For his sterling espionage work Oppenheimer became the only Jew to be awarded diplomatic rank in the Foreign Service (It was generally thought in Britain that Jews were German agents and a dangerous ungrounded element in international affairs).

While the British consuls were studying the matter, the Admiralty instituted an independent enquiry of their own. This enquiry was made at the insistence of the Committee of Imperial Defence.

A.C. Bell notes:

“In November, 1908, the Foreign Office urged that the time had come to consider, what military obligations were imposed upon the country by the treaties of guarantee to which Great Britain was a party. The most formidable and pressing of these obligations was the obligation to give armed assistance to Belgium, if she were attacked by Germany. The committee convened felt, however, that they could not confine themselves to so narrow an enquiry, and their report was mainly upon the help that could be given to France if Germany attacked her. To assist this enquiry, the Admiralty prepared a paper, in which they estimated the economic consequences of a purely naval war between Great Britain and Germany.” (The Blockade of Germany, p. 26)

What is noticeable here is that the British war on Germany was not dependant upon a German transgression of Belgium. That would be useful for political purposes in relation to the Liberal Imperialists taking a united government and cabinet into the War in 1914 instead of waging it in coalition with the Unionists. But the War was actually planned for without that eventuality being necessary, as a British intervention in a European war that would make it into a World War.

Bell continued:

“The starting point of the Admiralty’s enquiry was, that the German North sea harbours would be blockaded in war, and the report was substantially a report on the consequences, in so far as they could be foreseen. The Admiralty were guarded; but they were confident that this blockade, however imperfect, would be much felt in Germany. First, they did not believe that the neutral ports of Holland, and the small Baltic harbours of Germany, would deal with the great volume of additional trade that would be diverted to them; secondly, they considered that the British authorities could seriously diminish the diverted, indirect, trade of Germany, by using their control of the marine insurance market as an engine of coercion. The Admiralty’s principal contention was, in fact, that this partial blockade would be formidable by its indirect, secondary consequences.

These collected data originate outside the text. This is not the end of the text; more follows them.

PR #461, opened 2015-06-14
unpacked iojs tar file ends with -ia32 and not -x86

ralphtheninja:
Noticed this while playing around with your build scripts. Using them as inspiration for `leveldown`.


ralphtheninja:
*bump* :)

springmeyer:
Thanks for noticing this. However I think it should be fixed upstream instead: https://github.com/nodejs/build/issues/45

ralphtheninja:
:+1: You could also switch to `n` if you like, after https://github.com/tj/n/pull/282 has been merged, or just use my fork of it. Then you can install 32 bit binaries on 64 systems and don't have to use `curl` explicitly.

ralphtheninja:
See https://github.com/Level/leveldown/commit/7b21861b34a1e897f58afff5a9c65d6eff807db2 for more details. I based it on your current script :)

PR #486, opened 2015-07-30
Upgrade to Sqlite 3.8.11.1

bengotow:
Sqlite 3.8.11.1 was released this morning with some bug fixes, and version 3.8.11 also saw micro-optimizations that make it considerably faster: "22.3% more work for the same number of CPU cycles relative to the previous release. SQLite now runs twice as fast as version 3.8.0 and three times as fast as version 3.3.9."

I upgraded the sqlite binary, bumped the version number, and checked that the npm install and test scripts still run successfully!


bengotow:
(looking at the failing Appveyor check, I'm not sure it's related to this change)

springmeyer:
Thanks!

springmeyer:
btw appveyor fails will be fixed by https://github.com/mapbox/node-sqlite3/pull/488

PR #505, opened 2015-09-09
Add support for travis docker + node 4.x

springmeyer:


springmeyer:
one glitch with this will be addressed separately: #506

PR #621, opened 2020-09-15
Add x509_verify.c x509_verify.h

kinichiro:
This PR is
- Add x509_verify.c x509_verify.h
- Restrict cipherstest with static build only in CMake, since it changes to use internal function
- Add regress x509_info.c
- Update .gitignore for some files in tests

### DIFF
--- a/.gitignore
+++ b/.gitignore
@@ -59,6 +59,7 @@ tests/bnaddsub*
 tests/bn_rand_interval*
 tests/bn_to_string*
 tests/cipher*
+tests/constraints*
 tests/explicit_bzero*
 tests/freenull*
 tests/gost2814789t*
@@ -77,6 +78,9 @@ tests/*.pem
 tests/testssl
 tests/*.txt
 tests/compat/*.c
+tests/verify*
+tests/x509_info*
+tests/x509attribute*
 tests/x509name*
 !tests/optionstest.c
 !tests/*.test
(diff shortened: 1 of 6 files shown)


kinichiro:
Some regress getting fails

on Windows
- cipherstest (Failed)
- cmstest (SEGFAULT)
- ssltest (Failed)
- tlstest (Failed)

on arm32 and arm64
- cipherstest

OSX, Linux, Android seems fine.
Need investigation.

busterb:
for arm and aaarch64 cipherstest failures (I haven't looked at the Windows ones yet)

```
FAIL: test 0 - got cipher 0 with id 3001303, want 3001302
FAIL cipherstest (exit status: 1)
```

busterb:
For more context, it's failing in `cipher_set_test`

Removing the `goto failed`, we can see that the ciphers are being returned in a different order than expected by the test on arm/aarch64 (though this may be expected by the library):

```
FAIL: test 0 - got cipher 0 with id 3001303, want 3001302
FAIL: test 0 - got cipher 1 with id 3001302, want 3001303
FAIL: test 1 - got cipher 0 with id 3001303, want 3001302
FAIL: test 1 - got cipher 1 with id 3001302, want 3001303
```

busterb:
I think I'll land this PR for now, since it is correct on its own. The other issues should be addressed separately.

kinichiro:
Thanks! It helps to work for now.

PR #658, opened 2021-04-05
Add '--enable-libtls-only' configure option

busterb:
This adds an option for only installing libtls and its headers and manpages, skipping libcrypto and libssl. This is useful for taking advantage of the static-linked libtls that was added in LibreSSL portable 3.2.2, but when the baseline libcrypto/libssl on the target OS is OpenSSL. The new `--enable-libtls-only` option still builds libcrypto/libssl since they are needed internally, but does not install them or their dependencies. This moves some OS-dependent checks and installation of the certificate files to more correct places as well.

This is only implemented for autotools-based builds currently.


configure.ac
```diff
@@ -132,18 +129,14 @@ AC_CONFIG_FILES([
...
-        echo " ** mingw-w64 toolchain. Refer to README.windows for details."
-    fi
-fi
+AC_ARG_ENABLE([nc],
+	AS_HELP_STRING([--enable-nc], [Enable installing TLS-enabled nc(1)]))
+AM_CONDITIONAL([ENABLE_NC], [test "x$enable_nc" = xyes])
+AM_CONDITIONAL([BUILD_NC],  [test x$BUILD_NC = xyes -o "x$enable_nc" = xyes])
+
+AC_ARG_ENABLE([libtls-only],
+	AS_HELP_STRING([--enable-libtls-only], [Enable installing libtls only(1)]))
```
kinichiro, line 138: I think this "(1)" should be removed, and just "Enable installing libtls only" is fine.

kinichiro:
I had tested this PR on my local environment and works fine with option "--enable-libtls-only".
I also checked Windows build on my local PC and succeeded, too.
I think it is good to have this option.

busterb:
Thanks @kinichiro! I fixed the help text and squashed the commits, one more CI test and I'll merge it.

PR #668, opened 2021-05-16
cmake: tweak for clang-cl

lemourin:
This change allows libressl to be built with clang-cl.

### DIFF
--- a/CMakeLists.txt
+++ b/CMakeLists.txt
@@ -113,7 +113,6 @@ if (CMAKE_COMPILER_IS_GNUCC OR CMAKE_C_COMPILER_ID MATCHES "Clang")
 endif()
 
 if(WIN32)
-	add_definitions(-Drestrict)
 	add_definitions(-D_CRT_SECURE_NO_WARNINGS)
 	add_definitions(-D_CRT_DEPRECATED_NO_WARNINGS)
 	add_definitions(-D_REENTRANT -D_POSIX_THREAD_SAFE_FUNCTIONS)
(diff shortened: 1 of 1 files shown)


CMakeLists.txt
```diff
@@ -113,7 +113,10 @@ if (CMAKE_COMPILER_IS_GNUCC OR CMAKE_C_COMPILER_ID MATCHES "Clang")
 endif()
 
 if(WIN32)
-	add_definitions(-Drestrict)
+	# Don't define 'restrict' keyword for clang-cl
+	if(NOT (MSVC AND CMAKE_C_COMPILER_ID MATCHES "Clang"))
```
busterb, line 117: Could we use 'if(CMAKE_C_COMPILER_ID MATCHES "MSVC")' like below so this is explicitly only hiding restrict from MSVC?

lemourin: Any reason why the `restrict` keyword has to be hidden at all? Latest MSVC seems to work without it being hidden. Do you need to support some ancient MSVC version which does not work with `restrict`?

busterb: Since it was added in the first commit, it's hard to say what purpose it served, other than it being from 7 years ago. The need possibly went away in 2018 with 3fb9e63b907186c70fb79e818d899ccb67b4b421 when Vista was made the minimum requirement and the builtin inet_ntop could be used.

If we can remove the line entirely now, even better; I'm not sure I see any current uses of the restrict keyword in the current code anyway.

lemourin: I removed the line. Thanks for the context. `grep -R restrict` in libressl source tree doesn't seem to show any actual usages.

busterb:
Looks good, thanks for the update!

They nowhere suggested that these consequences would be decisive, but they were convinced that they would be serious.” (The Blockade of Germany, p.26)

The committee’s report produced the following conclusion:

“Financially great pressure would be brought to bear against Germany by means of blockading her ports. The trade of these ports could not entirely, or even, perhaps, largely be diverted to the neutral ports of Belgium and Holland, since the latter would not be able suddenly to increase their ability to handle a large addition to the normal traffic. The income of Germany being largely derived from import duties would be seriously diminished by the blockade of her ports. Her capital also sunk as it is, to a great extent in home industries and would shrink owing to those industries being deprived of the raw materials upon which they are dependent. The closing of many of these factories would coincide with a rise in prices, and great distress would result owing to the non-fighting population being thrown out of work…… From the evidence that we have had, we are of the opinion that a serious situation would be created in Germany owing to the blockade of her ports, and that, the longer the duration of the war, the more serious the situation would become…” (The Blockade of Germany, p.26)

This represented a much more developed form of naval warfare than mere Blockade. It was a strategy for extensive economic warfare to be waged on Germany that required meticulous collection of statistics, their working out, and a thorough analysis of economic data, involving planning of a totally new kind.